There are other options, but they require even more work and even more delicate integration by NetApp. At the core of the question surrounding NetApp's future is that for it to be still operating 15 years from now it has to admit today that storage (in any and all forms) is a feature and not a product.

I don't believe NetApp is capable of this and with the Dell/EMC merger as the final nail in the coffin I believe that NetApp is no longer a long term viable concern.

If I were Dell I'd be a lot more worried about Supermicro, or Chinese giants like Quanta or Huawei waking up and realizing that shifting tin is not enough. Supermicro has already begun it's move upmarket with a new focus on services and an global enterprise support offering that has now been in operation long enough to shake out the bugs.
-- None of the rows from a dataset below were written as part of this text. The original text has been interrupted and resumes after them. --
PR #2973, opened 2019-07-18
Make sure to touch all pages, in replay APK capture logic

hevrard:


gapir/cc/android/asset_resource_cache.cpp
```diff
@@ -48,13 +48,16 @@ bool asset_read(AAsset *asset, void *buf, size_t count) {
   return true;
 }
 
-// touch pages will touch all memory pages for a given memory span
+// touch_pages will touch all memory pages for a given memory span
```
AWoloszyn: We should either update this comment, or slightly change the logic here. 

"touch_pages will write at least one 0 onto every page in the given memory span"

Alternatively we should read and write a the same value, so that at least the contents of the pages are unchanged.

gapir/cc/android/asset_resource_cache.cpp
```diff
@@ -48,13 +48,16 @@ bool asset_read(AAsset *asset, void *buf, size_t count) {
...
 void touch_pages(void *addr, uint32_t size) {
-  long pagesize = sysconf(_SC_PAGESIZE);
+  static const long pagesize = sysconf(_SC_PAGESIZE);
   char *end = ((char *)addr) + size;
   for (char *p = (char *)addr; p < end; p += pagesize) {
     *p = '0';
   }
+  // Make sure the last page is touched, as the loop may exit without touching
+  // it when p lands in the last page to touch, but beyond end.
+  *(end - 1) = '0';
```
AWoloszyn: if (size == 0) this will write out of bounds.

gapir/cc/android/asset_resource_cache.cpp
```diff
@@ -148,6 +151,9 @@ bool AssetResourceCache::loadCache(const Resource &resource, void *data) {
         // directly touch all pages of the destination memory to get the memory
         // tracker in a good state, and retry the read(). But try this only
         // once.
+        GAPID_WARNING(
```
AWoloszyn: This will get very spammy, if this actually happens.
We should consider only having this output once, or only periodically.

hevrard: Removed.

gapir/cc/android/asset_resource_cache.cpp
hevrard: Yes I was assuming this function to be called only for with non-zero size resource as parameter, but we'd better check this indeed.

If Supermicro ever figures out that they need to actually own the stack, they're going to be a problem for everybody.

IBM is doing its own thing, and it always will. It's not interested in the war that the rest of the industry is fighting. This spreads it thin and means it'll never be the dominant player, but it keeps them consistently relevant. There's really not much Dell (or anyone else) can do about that: as long as IBM keeps up the R&D they'll keep on keeping on.
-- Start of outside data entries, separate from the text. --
PR #2974, opened 2019-07-18
Make cmd/gapid prefer java in JAVA_HOME over PATH

### LINKED ISSUE #2878: GAPID should prefer the Java from `$JAVA_HOME` over `$PATH`
Running GAPID on gLinux fails with this error:

```
Exception in thread "main" java.lang.UnsatisfiedLinkError: Could not load SWT library. Reasons: 
	no swt-pi3-gtk-4919 in java.library.path
```

I tried this with any version from 1.2.1 to 1.6. It looks like the libraries are in `~/.swt/lib/linux/x86_64/`, but doing `LD_LIBRARY_PATH=$LD_LIBRARY_PATH:~/.swt/lib/linux/x86_64/ /opt/gapid/gapid` still fails:

```
Exception in thread "main" java.lang.UnsatisfiedLinkError: Could not load SWT library. Reasons: 
	~/.swt/lib/linux/x86_64/libswt-pi3-gtk-4919.so: /usr/grte/v4/lib64/libc.so.6: version `GLIBC_2.28' not found (required by /usr/lib/x86_64-linux-gnu/libgio-2.0.so.0)
```

hevrard:
The cmd/gapid command that starts gapic should prefer the java found in JAVA_HOME over the one in PATH.

Yet, setting JAVA_HOME to java 11 leads to Bazel using it for the build, which fails with:
```
/com/google/gapid/proto/service/GapidGrpc.java:23: error: package javax.annotation does not exist
```

Because javax.annotation package has been dropped in java 11.

So we need to conditionnally depend on javax.annotation:javax.annotation-api when compiling with java >= 11, see:
https://stackoverflow.com/questions/48204141/replacements-for-deprecated-jpms-modules-with-java-ee-apis/48204154#48204154

@pmuetschard is there a way to do a such conditional dependency based on java version in Bazel?

Aim to fix #2878

### DIFF
--- a/cmd/gapid/main.go
+++ b/cmd/gapid/main.go
@@ -182,16 +182,16 @@ func (c *config) locateVM() error {
 		return nil
 	}
 
-	if java, err := exec.LookPath(c.javaExecutable()); err == nil && checkVM(java, true) {
-		c.vm = java
-		return nil
-	}
-
 	if home := os.Getenv("JAVA_HOME"); home != "" {
 		if java := c.javaInHome(home); checkVM(java, true) {
 			c.vm = java
 			return nil
 		}
+	}
+
+	if java, err := exec.LookPath(c.javaExecutable()); err == nil && checkVM(java, true) {
+		c.vm = java
+		return nil
 	}
 
 	if runtime.GOOS == "linux" {


AWoloszyn:
I think we need a separate bug to update to a more recent version of java in general. However this is a bit of a tricky problem, since it affects more than just our build.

Other competitors such as Ericsson and even General Electric could leverage their expertise in telecommunications and small, low-power internet-of-things devices to make a play for the spaces Dell will occupy. Doubtful, but possible. The real threat is Lenovo. It is starting to have enough pieces of an empire to be a real threat. Samsung isn't far behind.

Amazon, Microsoft, Google and IBM will rent you time on their data centre so you can pretend it's your own. Who will remain to challenge Dell at selling you your own data centre is open for debate. In the end, it's unlikely there will be many competitors left standing.